無憂接過湯婆子,由著她係好飄帶,笑道:“你也太謹慎了,哪裏就冷死我了呢。”


    “夜裏冷,當心總是沒錯的。娘子是有心事嗎?”


    “連你都看出來了?”


    落竹抿了抿唇,“不敢欺瞞娘子,是魯媽媽說的話,婢子在門外聽到了一些。”


    無憂眯了眯眼睛,落竹立刻擺擺手,“婢子沒有跟任何人說過。婢子守著門,應當沒其他人聽見。”


    “慌什麽,你有多穩妥,我看得見。


    既然你都聽到了,倘若你是我,會怎麽做?”


    “如果是婢子,大概會裝縮頭烏龜吧。可那樣,萬一東窗事發,孟姨娘就完了。”


    “所以你相信魯媽媽的話?”


    “婢子晨起的時候,撞見過孟姨娘從外麵迴來,有兩次。


    但婢子沒有魯媽媽那般確定,隻是心存疑惑,第一次沒當迴事,第二次就……


    其實魯媽媽不說,婢子這幾日也在猶豫要不要跟娘子說這事的。”


    無憂望著已經滅了燈的房間,微微歎了口氣,心知肚明落竹不是會告狀、亂嚼舌根的人,此番坦然相告,定是思前想後想了很久。


    此事不能拖了。


    “姨娘已經睡了,明日我會找她問清楚,先迴屋吧。”


    殊不知,就是這不想吵醒孟姨娘的一心軟,錯過了極好的時機。


    第二日,用了早膳,無憂便想去找孟姨娘,打算開誠布公地談一談。


    進了屋才發現,房內隻有青枝,她心頭閃過不好的預感,“姨娘呢?”


    青枝也一臉著急,“早上起來就沒見到了。”


    “昨晚可有見到?”


    “有,姨娘熄了燈,奴婢才迴屋休息的。”


    “以前可有過姨娘這個時辰不在的情況?”


    “更早一點,有過的。這個時間找不到人,沒有的。”


    “早一點她不在的時候,可有說過去哪兒?”


    “姨娘說她睡不著,趁著早上空氣好,出去散散心。”


    “行了,你在屋裏待著吧。”


    無憂趕忙迴屋,穿好鬥篷,帶著落竹直接出了院子。


    她讓落竹往後院方向去,先不動聲色找找看,試著跟相熟的丫鬟打聽看看。


    自己則穿過遊廊,先去往梧桐院。


    聽到下人說,夫人一大早出門就沒迴來,目光掃到桌上拿迴來的早膳食盒,無憂趕忙往迴走。

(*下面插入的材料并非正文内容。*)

PR #211, opened 2022-02-07
wait_for_reservation_deprovision should succeed if a different instance id is found

### LINKED ISSUE #208: metal_device wait_for_deprovision can be raced with a new instance claiming the hardware reservation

    冬日的雨,下一場寒幾日。一場雨後,地上很多地方結了一層薄冰。


    無憂走得急,沒留意腳下,忽然一滑,整個身子猛地向前栽去……


    幸而本能抓扶到了牆,踉蹌著穩住了身形,沒有摔個四腳朝地。


    膝蓋著地的疼痛讓她疼得倒抽一口氣,不斷告誡著自己不能急,“冷靜!冷靜!”


    快到銀杏院時,看到王二家的在門口清掃碎冰,也顧不得是不是人多眼雜,低聲問:


    “昨夜可是嬤嬤值夜?可有發生什麽事?”


    王二家的用餘光瞄了瞄四下,眼神閃爍,大聲道:


    “姐兒來請安啊,老太君早就起來了。正等您呢,快進去吧。”


    請安,等著她?


    她已經很久沒來請安了,無憂心領神會,深吸一口氣,壓著步伐不顯著急地往院中走。


    老太君坐在慣常坐著的主位,神情懨懨地攪弄著碗中的參雞湯,看著沒什麽胃口。


    無憂掃了一眼,南榮氏不在屋內。


    隨即規矩地欠身行禮,“孫女給祖母請安,祖母睡得可好?”


    “太陽打西邊出來了?都免了你的請安,怎的有這個閑情雅致,想到餘這個老糊塗了?”


    老太君深深地看了她一眼,麵上看不出喜怒,語調透著幾分譏涼。


    “祖母瞧著似有怒火,是孫女哪裏做錯了嗎?”


    “你怎會有錯,如今誰不誇十一娘懂事聰慧。”


    無憂擔心孟姨娘的安危,不再兜圈子,“祖母,可有瞧見孟姨娘嗎?”


    一抹黑霧自矍鑠的眸子中飄過,冷笑道:“你院子裏的人,餘怎麽會瞧見。”


    無憂來之前故意在下人多的地方轉了轉,一路都沒聽到有人議論,特別留意了幾個慣常愛嚼舌根的婆子,看她的神色亦十分正常。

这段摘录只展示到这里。